Ghosh Nilanjan, Cui Qiang
Department of Chemistry and Theoretical Chemistry Institute University of Wisconsin, Madison, 1101 University Ave, Madison, Wisconsin 53706, USA.
J Phys Chem B. 2008 Jul 17;112(28):8387-97. doi: 10.1021/jp800168z. Epub 2008 Jun 10.

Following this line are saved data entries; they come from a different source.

Issue #16, opened 2025-03-31
wallet::Balance::trusted_pending AND TxBuilder::only_spend_change are broken


stevenroose:
**Describe the bug**  
`TxGraph` calculates balance and splits the unconfirmed txs into "trusted" and "untrusted" based on a `trust_predicate` (`trust_predicate: impl FnMut(&OI, ScriptBuf) -> bool`). `Wallet` then uses that method and fills this argument with
```rust
            |&(k, _), _| k == KeychainKind::Internal,
```

This is too naive. While the `Internal` keychain is **intended** for change that the wallet controls, there is no guarantee that external users don't pay to change addresses (for example by observing the chain and discovering our change addresses). Hence, utxos that are considered `trusted` by the `Wallet::balance` method, can still be maliciously double-spent by external parties.

Similarly, `only_spend_change` also only checks the keychainkind of the output which does not guarantee it was actually change from one of our own txs:
```rust
impl ChangeSpendPolicy {
    pub(crate) fn is_satisfied_by(&self, utxo: &LocalOutput) -> bool {
        match self {
            ChangeSpendPolicy::ChangeAllowed => true,
            ChangeSpendPolicy::OnlyChange => utxo.keychain == KeychainKind::Internal,
            ChangeSpendPolicy::ChangeForbidden => utxo.keychain == KeychainKind::External,
        }
    }
}
```

While this `trust_predicate` seems useful, I think a "trusted" notion is confusing. In effect, the intention is already to mean "change", so I would just drop the "trusted" in favor of "change" (or equivalent the internal/external naming) (`pending_internal`, `pending_external`) or so. BUT, "internal" does not merely mean _from the internal keychain_, but actually "originating from a tx that we ourselves have created".

Once that notion is fixed, and change it not just determined based on keychainkind.

notmandatory:
Moved to `bdk_wallet` repo.

ValuedMammal:
My 2 sats after reading this and the related #273

`trust_predicate` should take into account the outpoint, not just the indexed SPK, since an indexed SPK can occur on multiple transactions which may or not be trusted. In contrast, knowledge of the outpoint means you can apply trust to all of the txouts of a transaction regardless of the associated keychain.

PR #431, opened 2026-04-04
refactor(wallet): derive balance trust from output ancestry

### LINKED ISSUE #273: Balance categorization: wallet-generated transactions to external addresses incorrectly marked as   untrusted_pending
**Describe the bug**
  BDK incorrectly categorizes unconfirmed UTXOs sent to external/receive addresses as
  `untrusted_pending` even when the transaction is generated by the wallet itself (spending wallet's own
   UTXOs to wallet's own addresses). According to BDK documentation, `trusted_pending` should include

A combined quantum mechanical/molecular mechanical (QM/MM) potential function is used in a thermodynamic integration approach to calculate the pK(a) of residue 66 in two mutants (V66E, V66D) of Staphylococal nuclease relative to solution. Despite the similarity in chemical nature and experimentally measured pK(a) of the two buried titritable residues, the behaviors of the two mutants and the computed pK(a) values vary greatly in the simulations. For Glu66, the side chain is consistently observed to spontaneously flip out from the protein interior during titration, and the overall protein structure remains stable throughout the simulations. The computed pK(a) shifts using conventional sampling techniques with multiple nanoseconds per lambda window (Set A and B) are generally close to the experimental value, therefore indicating that large-scale conformational rearrangements are not as important for V66E as suggested by the recent study of Warshel and co-worker. For Asp66, by contrast, flipping of the shorter side chain is not sufficient for getting adequate solvent stabilization of the ionized state. As a result, more complex behaviors such as partial unfolding of a nearby beta-sheet region is observed, and the computed pK(a) shift is substantially higher than the experimental value unless Asp66 is biased to adopt the similar configurations as Glu66 in the V66E simulations. Collectively, these studies suggest that the lack of electronic polarization is not expected to be the dominant source of error in microscopic pK(a) shift calculations, while the need of enhanced sampling is more compelling for predicting the pK(a) of buried residues. Furthermore, the comparison between V66E and V66D also highlights that the microscopic interpretation of similar apparent pK(a) values and effective "dielectric constants" of proteins can vary greatly in terms of the residues that make key contributions and the scale of structural/hydration response to titration, the latter of which is difficult to predict a priori. Perturbative analyses of interactions that contribute to the titration free energy point to mutants that can be used to verify the microscopic mechanisms of titration in V66E/D SNase proteins.
采用一种结合量子力学/分子力学(QM/MM)的势函数,通过热力学积分方法计算葡萄球菌核酸酶两个突变体(V66E、V66D)中66位残基相对于溶液的pK(a)。尽管两个埋藏的可滴定残基在化学性质和实验测量的pK(a)上相似,但在模拟中两个突变体的行为和计算得到的pK(a)值差异很大。对于Glu66,在滴定过程中始终观察到侧链自发地从蛋白质内部翻转出来,并且在整个模拟过程中蛋白质整体结构保持稳定。使用传统采样技术(每个λ窗口多纳秒,集合A和B)计算得到的pK(a)偏移通常接近实验值,因此表明大规模构象重排对于V66E来说并不像Warshel及其同事最近的研究所暗示的那么重要。相比之下,对于Asp66,较短侧链的翻转不足以使离子化状态得到充分的溶剂稳定化。结果,观察到更复杂的行为,如附近β折叠区域的部分展开,并且计算得到的pK(a)偏移显著高于实验值,除非在V66E模拟中Asp66被偏向采用与Glu66相似的构象。总的来说,这些研究表明,在微观pK(a)偏移计算中,电子极化的缺乏预计不是主要误差来源,而对于预测埋藏残基的pK(a),增强采样的需求更为迫切。此外,V66E和V66D之间的比较还突出表明,对于蛋白质相似的表观pK(a)值和有效“介电常数”的微观解释,在做出关键贡献的残基以及对滴定的结构/水合响应尺度方面可能有很大差异,而后者很难先验预测。对有助于滴定自由能的相互作用进行微扰分析,指出了可用于验证V66E/D SNase蛋白中滴定微观机制的突变体。